PR #38, opened 2019-03-06
Refactor some names

blowmage:
Rename common to shared
Rename Schema::Api#parameters to Schema::Api#protoc_options
Add Schema::Api#configuration
Add configuration option and config files
Add console tasks, with schema helper method
Add update task, to bundle update all gems and shared


gapic-generator-cloud/Rakefile
```diff
@@ -46,6 +46,25 @@ namespace :gen do
...
+task :console do
+  require "irb"
+  require "irb/completion"
+  require "pp"
+
+  $LOAD_PATH.unshift "lib"
+
+  require "google/gapic/schema"
+  def schema service
+    proto_input = File.binread "proto_input/#{service}.bin"
```
jbolinger: This looks like a nice way to explore the schema object. Could we take a proto as input here and compile it or do you think that's overkill? Is there another reason to want to use a `.bin` file?

blowmage: Right now there is still some configuration specific to each service used to build the binary file in the shared Rakefile. I suppose we could put that somewhere where it can be easily used across all the directories. But I think it is easier to load a file and inspect it.

jbolinger: That makes sense for now. I could see something like this being pretty helpful to help get someone started, but let's not complicate it now while the config is still in motion.

PR #41, opened 2019-03-07
Add garbage protos

blowmage:
These protos are a way to cover all edge cases not covered in the other protos. They can be used to test all field types, all RPC method types, all annotation, etc.


blowmage:
This PR doesn't include 1) the changes necessary to get the updated annotations working properly 2) updates to the cloud generator to get it to build the garbage protos 3) updated helper tests using the additional fields these protos provide. But the protos do include the updated annotations and are compiling without warning. I expect the garbage protos to be added to over time as new areas for test coverage are identified.

shared/protos/garbage/garbage.proto
```diff
@@ -0,0 +1,234 @@
...
+import "google/api/annotations.proto";
+import "google/api/client.proto";
+import "google/api/resource.proto";
+import "google/longrunning/operations.proto";
+import "google/protobuf/timestamp.proto";
+
+option (google.api.client_package) = {
+  title: "Testing Garbage"
+  namespace: ["Google", "Cloud"]
+  version: "v1"
```
jbolinger: Same. I'd prefer to use something strange that does not look like a version or follow a typical version regex.

shared/protos/garbage/garbage.proto
```diff
@@ -0,0 +1,234 @@
...
+};
+
+// Endless trash
+service GarbageService {
+  // The address where this API is typically served.
+  option (google.api.default_host) = "garbage.googleapis.com";
```
jbolinger: Same. More random trash and less Google references.

shared/protos/garbage/garbage.proto
```diff
@@ -0,0 +1,234 @@
...
+
+  // The OAuth scopes needed to make requests to this API.
+  option (google.api.oauth_scopes) = "https://cloud.google.com/auth/cloud-platform,"
```
jbolinger: Same. Need more trash here.

shared/protos/garbage/garbage.proto
```diff
@@ -0,0 +1,234 @@
...
+    };
+    // Once the operation is complete, the ultimate result
+    // will be a LongRunningGarbageResponse.
+    option (google.longrunning.operation_info) = {
+      response_type: "google.garbage.v1.LongRunningGarbageResponse"
+      metadata_type: "google.garbage.v1.LongRunningGarbageMetadata"
+    };
+  }
+
+  // This method split the given content into words and will pass each word back
```
jbolinger: Why do these methods have the same comments as showcase (copy/paste)? Some comments are fine but we probably shouldn't use the same one here.

shared/protos/garbage/garbage.proto
```diff
@@ -0,0 +1,234 @@
+syntax = "proto3";
+
+package google.garbage.v1;
```
jbolinger: Let's use a namespace that doesn't include `google` and doesn't end in a version.

shared/protos/garbage/garbage.proto
```diff
@@ -0,0 +1,234 @@
...
+message SimpleGarbageItem {
+  string garbage = 1 [
+    (google.api.resource_reference) = "SimpleGarbage"];
+  oneof item {
+    string a = 2;
+    int32  b = 3;
+  }
+}
+
+message TypicalGarbage {
```
jbolinger: Maybe add a nested type or two for completeness?

quartzmo:
Now that I see this, I'm wondering what makes it different from gapic-showcase `EchoClient`?

jbolinger:
@quartzmo it's probably not so different as we get started but it will be once we really get going (and testing). Showcase is sort of a normal API and we'll want a proto that we can put all sorts of strange things in to test edge cases, etc. that we can't put in showcase. Hence, this garbage :)

shared/output/gapic/templates/garbage/google/garbage/v1/garbage_service.rb
```diff
@@ -0,0 +1,352 @@
...
+require "pathname"
+
+require "google/gax"
+require "google/gax/operation"
+require "google/longrunning/operations_client"
+
+require "google/cloud/garbage_service/v1/cloud_garbage_service_pb"
+require "google/cloud/garbage_service/v1/credentials"
+
+module Google
```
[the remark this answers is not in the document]
blowmage: One is the file to compare for tests, one is the output from generating the binary file. I have a comment in the binary file rake task to send the output to `/dev/null` instead.

gapic-generator-cloud/Rakefile
```diff
@@ -43,6 +43,7 @@ namespace :gen do
   task :templates do
     generate_cloud_templates "speech"
     # generate_cloud_templates "vision"
+    # generate_default_templates "garbage"
```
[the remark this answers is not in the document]
blowmage: The cloud generator currently breaks when trying to generate anything other than speech, because so much of it is faked out and specific to speech. The gapic generator is able to build all the inputs, so it isn't commented out.

shared/protos/garbage/garbage.proto
blowmage: How do you mean? Isn't `GarbageMap` a nested type?

blowmage:
@quartzmo There are many things that this has that showcase does not, such as using all available field types, defining `oneof` fields, using `resource`, `resource_reference`, and `resource_set` annotations, etc...

shared/protos/garbage/garbage.proto
jbolinger: No, I mean something like:

```proto
message Foo {
    message Bar {
        // ....
    }
    // ....
}
```

It's not something we need to do right now, but at some point we will want to make sure the generator can handle nested types correctly.

shared/protos/garbage/garbage.proto
```diff
@@ -0,0 +1,234 @@
...
+
+import "google/api/annotations.proto";
+import "google/api/client.proto";
+import "google/api/resource.proto";
+import "google/longrunning/operations.proto";
+import "google/protobuf/timestamp.proto";
+
+option (google.api.client_package) = {
+  title: "Testing Garbage"
+  namespace: ["Google", "Cloud"]
```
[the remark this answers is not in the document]
blowmage: Trashed it up.

shared/protos/garbage/garbage.proto
blowmage: Trashed it up.

shared/protos/garbage/garbage.proto
blowmage: Trashed it up.

shared/protos/garbage/garbage.proto
blowmage: Trashed it up.

shared/protos/garbage/garbage.proto
blowmage: Removed.

shared/protos/garbage/garbage.proto
blowmage: Trashed it up.

shared/output/gapic/templates/garbage/google/garbage/v1/garbage_service.rb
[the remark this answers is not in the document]
blowmage: These files are now removed.

shared/protos/garbage/garbage.proto
blowmage: Oooohhh, I didn't even realize we could do that...

blowmage: Added.

blowmage:
Endless trash!

blowmage:
I didn't add the `google.api.method_signature` annotations because we already discussed changing what is accepted to the client methods. It would be nice to allow users to provide either the request object as a positional argument, or the request object values as named arguments. Because of this, we won't be generating method signatures using these annotations. But, we could generate code examples using them.

What do you all think? Is it worth adding `google.api.method_signature` annotations to the garbage proto?

jbolinger:
I would vote for adding a `method_signature` somewhere even if we completely ignore it in the generator. 

It'll serve as explicit documentation that this annotation has no effect and since it'll be commonly found in the input it wouldn't be bad to have some simple test that shows it doesn't do anything. Not a high priority item by any means though.

blowmage:
K, added some `method_signature` and `field_behavior` annotations.

jbolinger:
@blowmage the extra content looks good. Are you planning to do anything more here?

blowmage:
I don't have anything else for this PR.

Your instructions: Exactly as given, please retype all the entries.

Reply:
PR #38, opened 2019-03-06
Refactor some names

blowmage:
Rename common to shared
Rename Schema::Api#parameters to Schema::Api#protoc_options
Add Schema::Api#configuration
Add configuration option and config files
Add console tasks, with schema helper method
Add update task, to bundle update all gems and shared


gapic-generator-cloud/Rakefile
```diff
@@ -46,6 +46,25 @@ namespace :gen do
...
+task :console do
+  require "irb"
+  require "irb/completion"
+  require "pp"
+
+  $LOAD_PATH.unshift "lib"
+
+  require "google/gapic/schema"
+  def schema service
+    proto_input = File.binread "proto_input/#{service}.bin"
```
jbolinger: This looks like a nice way to explore the schema object. Could we take a proto as input here and compile it or do you think that's overkill? Is there another reason to want to use a `.bin` file?

blowmage: Right now there is still some configuration specific to each service used to build the binary file in the shared Rakefile. I suppose we could put that somewhere where it can be easily used across all the directories. But I think it is easier to load a file and inspect it.

jbolinger: That makes sense for now. I could see something like this being pretty helpful to help get someone started, but let's not complicate it now while the config is still in motion.

PR #41, opened 2019-03-07
Add garbage protos

blowmage:
These protos are a way to cover all edge cases not covered in the other protos. They can be used to test all field types, all RPC method types, all annotation, etc.


blowmage:
This PR doesn't include 1) the changes necessary to get the updated annotations working properly 2) updates to the cloud generator to get it to build the garbage protos 3) updated helper tests using the additional fields these protos provide. But the protos do include the updated annotations and are compiling without warning. I expect the garbage protos to be added to over time as new areas for test coverage are identified.

shared/protos/garbage/garbage.proto
```diff
@@ -0,0 +1,234 @@
...
+import "google/api/annotations.proto";
+import "google/api/client.proto";
+import "google/api/resource.proto";
+import "google/longrunning/operations.proto";
+import "google/protobuf/timestamp.proto";
+
+option (google.api.client_package) = {
+  title: "Testing Garbage"
+  namespace: ["Google", "Cloud"]
+  version: "v1"
```
jbolinger: Same. I'd prefer to use something strange that does not look like a version or follow a typical version regex.

shared/protos/garbage/garbage.proto
```diff
@@ -0,0 +1,234 @@
...
+};
+
+// Endless trash
+service GarbageService {
+  // The address where this API is typically served.
+  option (google.api.default_host) = "garbage.googleapis.com";
```
jbolinger: Same. More random trash and less Google references.

shared/protos/garbage/garbage.proto
```diff
@@ -0,0 +1,234 @@
...
+
+  // The OAuth scopes needed to make requests to this API.
+  option (google.api.oauth_scopes) = "https://cloud.google.com/auth/cloud-platform,"
```
jbolinger: Same. Need more trash here.

shared/protos/garbage/garbage.proto
```diff
@@ -0,0 +1,234 @@
...
+    };
+    // Once the operation is complete, the ultimate result
+    // will be a LongRunningGarbageResponse.
+    option (google.longrunning.operation_info) = {
+      response_type: "google.garbage.v1.LongRunningGarbageResponse"
+      metadata_type: "google.garbage.v1.LongRunningGarbageMetadata"
+    };
+  }
+
+  // This method split the given content into words and will pass each word back
```
jbolinger: Why do these methods have the same comments as showcase (copy/paste)? Some comments are fine but we probably shouldn't use the same one here.

shared/protos/garbage/garbage.proto
```diff
@@ -0,0 +1,234 @@
+syntax = "proto3";
+
+package google.garbage.v1;
```
jbolinger: Let's use a namespace that doesn't include `google` and doesn't end in a version.

shared/protos/garbage/garbage.proto
```diff
@@ -0,0 +1,234 @@
...
+message SimpleGarbageItem {
+  string garbage = 1 [
+    (google.api.resource_reference) = "SimpleGarbage"];
+  oneof item {
+    string a = 2;
+    int32  b = 3;
+  }
+}
+
+message TypicalGarbage {
```
jbolinger: Maybe add a nested type or two for completeness?

quartzmo:
Now that I see this, I'm wondering what makes it different from gapic-showcase `EchoClient`?

jbolinger:
@quartzmo it's probably not so different as we get started but it will be once we really get going (and testing). Showcase is sort of a normal API and we'll want a proto that we can put all sorts of strange things in to test edge cases, etc. that we can't put in showcase. Hence, this garbage :)

shared/output/gapic/templates/garbage/google/garbage/v1/garbage_service.rb
```diff
@@ -0,0 +1,352 @@
...
+require "pathname"
+
+require "google/gax"
+require "google/gax/operation"
+require "google/longrunning/operations_client"
+
+require "google/cloud/garbage_service/v1/cloud_garbage_service_pb"
+require "google/cloud/garbage_service/v1/credentials"
+
+module Google
```
[the remark this answers is not in the document]
blowmage: One is the file to compare for tests, one is the output from generating the binary file. I have a comment in the binary file rake task to send the output to `/dev/null` instead.

gapic-generator-cloud/Rakefile
```diff
@@ -43,6 +43,7 @@ namespace :gen do
   task :templates do
     generate_cloud_templates "speech"
     # generate_cloud_templates "vision"
+    # generate_default_templates "garbage"
```
[the remark this answers is not in the document]
blowmage: The cloud generator currently breaks when trying to generate anything other than speech, because so much of it is faked out and specific to speech. The gapic generator is able to build all the inputs, so it isn't commented out.

shared/protos/garbage/garbage.proto
blowmage: How do you mean? Isn't `GarbageMap` a nested type?

blowmage:
@quartzmo There are many things that this has that showcase does not, such as using all available field types, defining `oneof` fields, using `resource`, `resource_reference`, and `resource_set` annotations, etc...

shared/protos/garbage/garbage.proto
jbolinger: No, I mean something like:

```proto
message Foo {
    message Bar {
        // ....
    }
    // ....
}
```

It's not something we need to do right now, but at some point we will want to make sure the generator can handle nested types correctly.

shared/protos/garbage/garbage.proto
```diff
@@ -0,0 +1,234 @@
...
+
+import "google/api/annotations.proto";
+import "google/api/client.proto";
+import "google/api/resource.proto";
+import "google/longrunning/operations.proto";
+import "google/protobuf/timestamp.proto";
+
+option (google.api.client_package) = {
+  title: "Testing Garbage"
+  namespace: ["Google", "Cloud"]
```
[the remark this answers is not in the document]
blowmage: Trashed it up.

shared/protos/garbage/garbage.proto
blowmage: Trashed it up.

shared/protos/garbage/garbage.proto
blowmage: Trashed it up.

shared/protos/garbage/garbage.proto
blowmage: Trashed it up.

shared/protos/garbage/garbage.proto
blowmage: Removed.

shared/protos/garbage/garbage.proto
blowmage: Trashed it up.

shared/output/gapic/templates/garbage/google/garbage/v1/garbage_service.rb
[the remark this answers is not in the document]
blowmage: These files are now removed.

shared/protos/garbage/garbage.proto
blowmage: Oooohhh, I didn't even realize we could do that...

blowmage: Added.

blowmage:
Endless trash!

blowmage:
I didn't add the `google.api.method_signature` annotations because we already discussed changing what is accepted to the client methods. It would be nice to allow users to provide either the request object as a positional argument, or the request object values as named arguments. Because of this, we won't be generating method signatures using these annotations. But, we could generate code examples using them.

What do you all think? Is it worth adding `google.api.method_signature` annotations to the garbage proto?

jbolinger:
I would vote for adding a `method_signature` somewhere even if we completely ignore it in the generator. 

It'll serve as explicit documentation that this annotation has no effect and since it'll be commonly found in the input it wouldn't be bad to have some simple test that shows it doesn't do anything. Not a high priority item by any means though.

blowmage:
K, added some `method_signature` and `field_behavior` annotations.

jbolinger:
@blowmage the extra content looks good. Are you planning to do anything more here?

blowmage:
I don't have anything else for this PR.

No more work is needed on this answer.